[Opening DATA PROVIDED section]

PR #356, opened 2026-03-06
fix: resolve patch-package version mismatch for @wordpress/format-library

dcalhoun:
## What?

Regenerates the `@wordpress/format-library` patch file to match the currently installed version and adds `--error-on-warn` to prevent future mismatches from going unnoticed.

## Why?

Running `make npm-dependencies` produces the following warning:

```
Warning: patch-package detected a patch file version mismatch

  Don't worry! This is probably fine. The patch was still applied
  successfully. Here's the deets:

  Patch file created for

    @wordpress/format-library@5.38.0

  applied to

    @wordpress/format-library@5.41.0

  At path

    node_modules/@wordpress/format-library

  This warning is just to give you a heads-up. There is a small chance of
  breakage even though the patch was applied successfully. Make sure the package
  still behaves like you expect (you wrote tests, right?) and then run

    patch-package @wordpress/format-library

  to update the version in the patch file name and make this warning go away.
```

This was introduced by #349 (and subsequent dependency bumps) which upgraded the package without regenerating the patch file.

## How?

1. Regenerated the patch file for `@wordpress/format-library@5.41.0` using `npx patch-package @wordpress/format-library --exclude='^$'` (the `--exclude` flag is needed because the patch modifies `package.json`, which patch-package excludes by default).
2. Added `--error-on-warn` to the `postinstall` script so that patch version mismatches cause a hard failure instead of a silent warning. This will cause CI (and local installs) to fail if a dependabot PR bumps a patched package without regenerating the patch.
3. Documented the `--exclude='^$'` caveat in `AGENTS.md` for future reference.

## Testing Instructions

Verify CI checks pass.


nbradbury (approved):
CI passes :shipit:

[Closing DATA PROVIDED section]

■ **TASK ITEM**
In the entries above, count each line that holds "regenerating". Give the total and nothing else.

■ **ANSWER SPACE**
2